Örneğin birkaç yıl evvel, bir küme tarihçi olarak ‘Tarihçilerden Öbür Bir Hikâye’ ismi bir kitap yayınlamıştık. Kitapta yer alan biroldukca kıssa gündelik hayatın akışı içerisinde var olmaya çalışan, hiç de kolay olmayan kolay insanların öyküsüydü. Kendi çalışmalarımız da ya kıyıda köşede kalmış karakterlerden ya da olaylardan oluşuyordu. Kimi öykülerin olay örgüsü dokümanların bize sunduğu imkânlar doğrultusunda ilerlerken, birtakım hikayelerde yalnızca bir evrakın sunduğu datanın yönlendirdiği hayal gücü devreye girmişti. Tarihteki hisseleri epeyce geç teslim edilmiş olan bayanlar, köleler, çocuklar, köylüler, mecnunlar ve mahpuslar üzere tarihi aktörlerin öykülerine odaklanmıştık. Bizim için pek verimli bir kolektif çalışmaydı diyebilirim.

Kent tarihi üzerine çalışırken makul bir metodoloji izliyor musunuz? İzlenecek usul, araştırmanın kendi seyrinde mi ortaya çıkıyor, yoksa en baştan belirlenmiş bir yol haritasıyla mı hareket ediyorsunuz?

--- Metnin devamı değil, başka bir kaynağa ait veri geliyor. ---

Issue #5126, opened 2026-08-26
The loop's events wake a shell hook but never reach the durable stream anything reads later


macanderson:
## Problem

#4017 asked whether the self-driving loop's events should also become `AgentEvent` options, and this is that question on its own, unanswered:

> **Do these also become `AgentEvent` options?** The ask that produced this was "events that can be subscribed to by other services or even other stella agents". `HookEvent` is the *subscribe* surface (in-process, synchronous, shell command). `AgentEvent` is the *emit* stream — durable, on the wire, and readable by the Observatory. Several of these want both.

#4017 shipped the `HookEvent` half alone. So today a run, a cycle, an escalation, a merge and a broken base can each wake a shell command **while the loop is running on this machine**, and none of them is in the durable stream anything reads afterwards.

## What the gap costs

A hook is in-process and synchronous: it exists only while the loop does, and only on the machine the loop runs on. Everything that wants to read this *later* or *elsewhere* — the Observatory, a dashboard, a second agent — reads `AgentEvent`, and none of these events is there.

`BaseBroken` is the sharpest case. `main-canary`/`main-red-hold` are exactly the consumers AGENTS.md names for it, and they are workflows rather than a shell hook on somebody's laptop.

## The constraint that shapes the work

**Architecture rule #10.** An `AgentEvent` option must declare its consumer in `crates/stella-protocol/src/event/consumers.rs` or it is an `E0004` — a build error, not a red test. So this cannot be done by adding options: each one needs a `ConsumerPosture`, and a `Behavioral` row must name the code that branches on it. An event with no consumer is a `RecordedOnly` or `Unclassified` row citing an issue, and `MAX_UNCLASSIFIED` is a down-only ratchet — so adding seventeen unclassified rows is not available either.

That makes the real question **which of these have a consumer worth building**, not whether to mirror them all. Mirroring all seventeen because they exist is the shape rule #10 exists to refuse.

## Where

- `crates/stella-protocol/src/event/tags.rs` — the macro table `KNOWN_TYPE_TAGS`, `type_tag()` and the consumer rows are all generated from.
- `crates/stella-protocol/src/event/consumers.rs` — one row per tag, with its posture.
- `crates/stella-protocol/src/hook.rs` — `HookEvent`, the vocabulary being mirrored.
- `crates/stella-cli/src/self_driving_cmd/` — the verbs that would emit, already dispatching the hook half (`hooks.rs`, `drive/notify.rs`).
[...]

Issue #5125, opened 2026-08-26
IssueCommented means two different things, so it is the one loop event still undeclared


macanderson:
## Problem

#4017 declared the self-driving loop's hook vocabulary and left exactly one event out, because its name means two different things:

> **Open question — `IssueCommented` is ambiguous** and should be settled before it is declared: *the loop commented* and *a human commented and the loop noticed* are different events with different subscribers. Either split them (`IssueCommented` / `IssueCommentObserved`) or pick one deliberately.

That question is still open. `HookEvent::ALL` now carries every other tracker, pull-request, check and lifecycle event, and this is the one gap.

## Why it matters more than it looks

The two readings have opposite subscribers:

- **The loop commented** — an audit trail. A subscriber wants to know what the agent said on an issue, and the payload's subject is the loop's own text.
- **A human commented** — an *interrupt*. A subscriber wants to know somebody is talking to the agent, which is the signal that a person is trying to steer or stop something. That is the more valuable of the two and the harder to build: nothing in the loop polls for new comments today, so declaring it would be declaring an event no verb can fire.

Declaring one name for both would make a subscriber unable to tell "the agent is working" from "a human is intervening".

## Where

- `crates/stella-protocol/src/hook.rs` — `HookEvent`, its `ALL`, `as_str`, `in_turn` and the `WIRE_STRINGS`/`declared_index` test constants.
- `crates/stella-core/src/hooks.rs` — the `Hooks` field and `matchers_for` arm.
- `crates/stella-core/src/hooks/payload.rs` — the payload, if the event carries the comment body (it should not carry it unclipped without deciding that on purpose: `tool_result`'s posture is the precedent).
- `crates/stella-plugin/src/wire/disclosure.rs` and `crates/stella-tools/tests/hook_disclosure.rs` — a row per payload field, and the census entry. A comment body crossing to a third party's process is a real disclosure question, not a formality.
- `crates/stella-cli/src/settings/{merge,completeness}.rs`, `crates/stella-cli/src/plugin_hooks.rs`, `crates/stella-plugin/src/consent/moments.rs` — the tables the compiler and the completeness test will demand.
- `crates/stella-cli/src/self_driving_cmd/backlog.rs` — `comment` is where the loop's own comment goes out.

## Verify

`crates/stella-cli/tests/loop_hook_dispatch.rs` already fails on a declared event nothing dispatches, so the "do not declare what cannot fire" half is enforced: adding the variant without a dispatch site turns that test red. The payload half is
[...]

PR #5132, opened 2026-08-26
feat(stella-protocol,stella-cli): the rest of the autonomous loop's hook events

### LINKED ISSUE #4017: The rest of the autonomous loop's hook events: tracker, pull-request and check events
Follow-up to #4016, which landed `PreIssueWork` and `PostIssueWork`. The naming and the shape of the rest were approved with them; the remaining events were deliberately **not** declared because a hook point nothing dispatches is a declaration that quietly does nothing, and the `deliver` verbs did not exist on main at the time.

**#4001 has since landed**, so `self_driving_cmd/deliver.rs`, `drive.rs` and `lifecycle.rs` now exist and each event below has somewhere real to fire from. That is the unblock.

## The naming rule these follow

PascalCase; `Pre`/`Post` for a pair that brackets something, a past participle for a thing that happened, no `ON_`/`BEFORE_` prefixes — the tense lives in the name. Stated on `stella_protocol::hook`'s module doc.

### Loop lifecycle
| Event | Fires from |
|---|---|
| `DriveRunStart` | `run start` — before the first cycle |
| `DriveRunEnd` | `run end` — carries why it stopped |
| `DriveCycleStart` / `DriveCycleEnd` | `cycle begin` / `cycle end`, which already write ledger records |
| `DriveIdle` | the dry-streak advance. The signal that separates *alive but starved* from *dead* — a monitor cannot get that from silence |

### Tracker
| Event | Fires from |
|---|---|
| `IssueCreated` | `self-driving file` (`backlog::file_finding`) |
| `IssueClosed` | the close path, `--partial` included |
| `IssueEscalated` | carries the existing `EscalationReason` (`FixCeilingReached` / `RebaseCeilingReached` / `ReviewNeedsHuman`), so a subscriber knows whether to fix, wait, or raise a ceiling |

**Open question — `IssueCommented` is ambiguous** and should be settled before it is declared: *the loop commented* and *a human commented and the loop noticed* are different events with different subscribers. Either split them (`IssueCommented` / `IssueCommentObserved`) or pick one deliberately.

### Pull request
`PullRequestOpened` · `PullRequestReadyForReview` (`Action::MarkReady`) · `PullRequestConflicted` (`PrState::Conflicted`) · `PullRequestMerged` — all off `deliver`'s transitions.

### Checks — the one that must not be collapsed
`ChecksFailed` (`PrState::CiRed` — this PR's fault) and `BaseBroken` (`PrState::BaseBroken` — the base is red too) are **two events**, because the whole `deliver` machine turns on that distinction: collapsing them is how a loop spends its budget fixing somebody else's breakage. `BaseBroken` is also the event `main-canary`/`main-red-hold` would want to consume. Plus `ChecksGreen` for a subscriber that gates on it.

### Safety
`DriveBudgetExhausted` (hit the spend ceiling) · `DriveRefused` (declined to start — steering switched off, a `main-red` hold). Distinct from an error: nothing broke, the loop chose not to run.

## Decisions to make before writing code

1. **Which are veto points and which only report.** `PreIssueWork` is a veto; most of these are past-tense and cannot be. `DriveRunStart` and `DriveCycleStart` plausibly should be.
2. **Matcher scoping.** All the events shipped so far are `tool_scoped() == false` (matcher ignored). The tracker events could plausibly be matcher-scoped by repo or label — a real option, worth a decision rather than a default.
3. **Do these also become `AgentEvent` options?** The ask that produced this was "events that can be subscribed to by other services or even other stella agents". `HookEvent` is the *subscribe* surface (in-process, synchronous, shell command). `AgentEvent` is the *emit* stream — durable, on the wire, and readable by the Observatory. Several of these want both. **Note architecture rule #10**: an `AgentEvent` option must declare its consumer in `event/consumers.rs` or it is an `E0004` build error.
4. **Fan-out to a remote sink is a separate design.** Hooks are in-process and synchronous. "Subscribed by other services" over a network needs a transport, and would need architecture rule #3's egress review.

## Constraints carried from #4016

- **Do not add these to `EVENT_ORDER`** in `plugin_cmd/roster.rs` unless plugin dispatch is also wired — that table is the in-turn plugin routing surface, and a row there with no dispatcher is a route nothing serves. `ManifestError::HookNotAvailableToPlugins` is the refusal that keeps a plugin from declaring one meanwhile; extend or remove it deliberately.
- **Every new event needs a `join` line in `settings::merge::concat_hooks`** and a row in `settings::completeness::hooks_ledger`, or a matcher is parsed from every scope and silently dropped. The completeness test enforces this and will fail first; do not treat that failure as noise.
- Update the `EVERY_KEY` fixture in `completeness.rs` in the same commit.

## Done when

Each declared event demonstrably fires from the verb named above, with a witness test asserting the payload a subscriber reads — and any event that cannot yet fire is not declared.

macanderson:
## What & why

#4016 landed `PreIssueWork` and `PostIssueWork` and stopped there on purpose: the rest of the vocabulary was designed and approved, but the `deliver` verbs it would fire from did not exist yet, and *a hook point nothing dispatches is a declaration that quietly does nothing*. #4001 landed those verbs. This declares the remaining seventeen and fires each from the verb #4017 names.

Closes #4017

**Five** loop-lifecycle (`DriveRunStart` · `DriveRunEnd` · `DriveCycleStart` · `DriveCycleEnd` · `DriveIdle`), **three** tracker (`IssueCreated` · `IssueClosed` · `IssueEscalated`), **four** pull-request, **three** check (`ChecksFailed` · `BaseBroken` · `ChecksGreen`), **two** safety (`DriveBudgetExhausted` · `DriveRefused`).

### The decisions the issue asked for, and what settles each

**1. Which are veto points: none of them.** The naming rule already answers it — a `Pre` brackets something that has not happened, and every one of these is a Start, an End, or a past participle. A run- or cycle-level veto would also duplicate `PreIssueWork` at a coarser grain while being unable to say *which* work it withheld, which is the one thing an operator reading a skip needs.

**2. Matcher scoping: none.** `tool_scoped()` stays the two tool events, matching every other non-tool event.

**3. `AgentEvent` options: not here** — filed as #5126, because rule #10 means each one needs a declared consumer, and "mirror all seventeen because they exist" is the shape that rule exists to refuse.

**4. `IssueCommented`: still not declared** — filed as #5125 with the split question intact.

**5. `EVENT_ORDER` is untouched**, per the issue's constraint. `ManifestError::HookNotAvailableToPlugins` now refuses on `HookEvent::in_turn` instead of a two-name `matches!`, so a plugin declaring any loop event is refused without anyone remembering to extend a list.

### `HookEvent::in_turn` replaces three copies of the same five names

The plugin refusal, the `EVENT_ORDER` exhaustiveness test and the prose each held their own list of the in-turn events. `in_turn` is a total `match`, so a new event chooses a side before it compiles — the `matches!` allowlist form would have silently placed it outside.

### One live bug fixed on the way

`settings/unknown.rs`'s `HOOK_EVENTS` held **three** names while the enum held **seven**. Registering `Stop`, `PreCompact`, `PreIssueWork` or `PostIssueWork` — every one of which works — was reported to the user as an unknown key on **every settings load**. Its own doc comment calls a misspelled event "the highest-consequence typo in the whole file". It reads the vocabulary now, so it cannot drift again.

## The witness

Two tests, covering the halves neither can reach alone:

**`crates/stella-cli/tests/loop_hook_dispatch.rs`** — every event outside a turn is dispatched by a verb, and no in-turn event is dispatched by the loop.

**`self_driving_cmd/hooks/tests.rs`** — each event through a real `bash -c` hook, asserting the payload a subscriber reads. Driven from `HookEvent::ALL`, so a future event gets both for free.

### Ablation 1 — collapse `BaseBroken` into `ChecksFailed`

The exact mistake the issue warns about ("collapsing them is how a loop spends its budget fixing somebody else's breakage"):

```
---- every_loop_hook_event_is_dispatched_by_a_verb stdout ----
these events are declarable and dispatched by nothing, so registering one does nothing
and says nothing: ["BaseBroken"]. Fire it from the verb it names, or do not declare it.

```

### Ablation 2 — make `HookRunInfo::in_cycle` drop the cycle

The answer becomes **wrong**, not absent:

```
---- a_reporting_event_carries_the_identity_its_family_is_keyed_by ----
  left: Null
 right: 7

test result: FAILED. 10 passed; 1 failed
```

Restored: `11 passed; 0 failed` and `2 passed; 0 failed`.

The dispatch guard also found its own blind spot on its first run — it read `PostIssueWork` as undispatched because that event is built through a named constructor rather than passed as a value. That is in the predicate's doc comment.

## The gate

- [x] `cargo fmt --check`
- [x] `cargo clippy -p stella-protocol -p stella-core -p stella-plugin -p stella-tools -p stella-cli --all-targets -- -D warnings`
- [x] `cargo test` for each of those crates (full suites, green)
- [x] `make guards-fast` — see the note below on `check-prose`
- [x] Docs updated: `website/content/docs/agent-tools/hooks.mdx` (a card and a section per event), `configuration/settings.mdx`, `crates/stella-core/README.md`, `docs/spec/oxagen-trace-drain.md`

## Reviewers should know

**`main` is already red on the header-density ratchet that landed in #5096, and this PR does not add to it.** Measured on `origin/main` at `a7e1d3d33`: `stella-cli` 23.74, `stella-store` 26.02, `stella-tools` 35.77, all above baseline. On this branch: `stella-cli` **23.69** (below main's), `stella-store` 26.02 and `stella-tools` 35.77 unchanged — this branch touches neither. `stella-protocol` went over while I was writing and is back under. The inherited failure is #5124.

**Three files moved to stay under the 1500-line ratchet**, none of them a logic change: `HookPayload` → `hooks/payload.rs`, `hook_moment` → `consent/moments.rs`, and the new dispatch logic into `drive/notify.rs` rather than into `drive.rs`. No test was deleted or renamed.

**`drive.rs` is at exactly 1500 lines.** The next author to touch it has no headroom; splitting it further is worth doing before then, not during.

**A polling loop is latched.** `drive` re-asks the machine every `poll_secs`, so a check event fires on a *change* of answer and a standing refusal is reported once. Without that a pull request waiting on review would wake a subscriber every few seconds with the same green, and the wake it then ignores is the one that mattered. The latches are per-run and die with the process, which is why a fresh run re-reports a still-standing block.

## Nothing left behind

- [x] Filed: #5125 (the `IssueCommented` split), #5126 (`AgentEvent` mirroring)

## Ground-rule check

- [x] New cross-boundary types round-trip through serde — `HookRunInfo` and `HookPullRequestInfo` are covered by the disclosure census, which serializes each event's real payload and compares the key set against the declared rows

## Summary by Sourcery

Complete autonomous-loop hook coverage by declaring, dispatching, and documenting all remaining reporting events with reliable payloads and anti-drift safeguards.

New Features:
- Add seventeen autonomous-loop hook events covering run and cycle lifecycle, tracker actions, pull requests, checks, budget exhaustion, and refusals.
- Dispatch loop-owned events with structured run, issue, pull-request, and reason payloads while preserving veto behavior only for pre-events.
- Expose the complete hook vocabulary in settings, plugin disclosures, configuration merging, and user-facing documentation.

Bug Fixes:
- Derive recognized hook settings keys from the canonical event vocabulary so valid existing events are no longer reported as unknown.
- Prevent repeated polling notifications for unchanged pull-request states and standing refusals.

Enhancements:
- Centralize hook-family classification and reporting dispatch, refuse all loop-owned events in plugin manifests, and keep reporting hook failures from interrupting loop operations.
- Distinguish pull-request check failures from base-branch breakage and preserve cycle identity in lifecycle payloads.

Documentation:
- Document the expanded hook event set, payloads, reporting semantics, and configuration behavior.

Tests:
- Add coverage proving every loop-owned event is dispatched, no in-turn event is dispatched by the loop, payload identities are preserved, reporting hooks tolerate failures, and payload fields remain synchronized with disclosure metadata.

Chores:
- Split hook payload, notification, and consent moment code into dedicated modules to remain within source-size limits.


macanderson:
Two of the four red checks on the first run were mine and are fixed in the force-push just made; two are inherited.

**Mine — both under the `schema` feature, which no local rung compiles:**
- `lint-schema`: `unused import: HookEvent` in `consent.rs`. Moving `hook_moment` to `consent/moments.rs` took the last use of the type with it. This is also what reddened *the platform split still compiles on Windows*, which runs clippy over the same crate.
- `doc-warnings-schema`: `unresolved link to super::point_moment` — I linked a private item from the new module's header. It is backticked prose now.

Both reproduce with `make lint-schema` and `make doc-warnings-schema`, and both are green locally now. Worth noting for anyone else moving an item between modules: `make guards-fast` does not compile the schema tier, so neither failure is visible on the rung a pre-push hook picks.

**Inherited — `main is not known-broken` and `gate steps no other workflow runs`:**
Both trace to #5124, the header-density ratchet that has been red on `main` since it landed. The repair is #5135. This branch measures *below* `main` on the one crate it touches (`stella-cli` 23.68 against main's 23.74); the two crates still over — `stella-store` and `stella-tools` — are not touched here. I will rebase once #5135 lands.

Bir araştırmacı olarak benim için baştan belirlenmiş bir yol kelam konusu değil, izleyeceğim yol seyir halindeyken ortaya çıkıyor. olağan olarak başlangıçta aklınızda kimi sorular oluyor fakat aslında karşınıza çıkan kaynaklar yolunuzu belirliyor.

Bugün daha epeyce kent ve hata münasebeti üzerine konuştuk fakat şimdiki çalışma pozisyon, geç Osmanlı periyodundan erken Cumhuriyet’e İstanbul’da elektriğin toplumsal tarihi. Elektrik teknolojisinin ve altyapısının “kentin doğal ve yapılı etrafını nasıl dönüştürdüğü; devlet otoriteleri, yabancı şirketler, kent idaresi, uzmanlar, çalışanlar ve tüketiciler içinde ne çeşit çatışma/uzlaşma alanları ve hiyerarşiler ürettiği” soruları aklımda olan temel sorular. bu biçimde bir çalışma da ister istemez, kent tarihi çatısı altında teknoloji tarihi, etraf tarihi, hisler tarihi, malzeme kültür çalışmaları iç içe geçmiş durumda.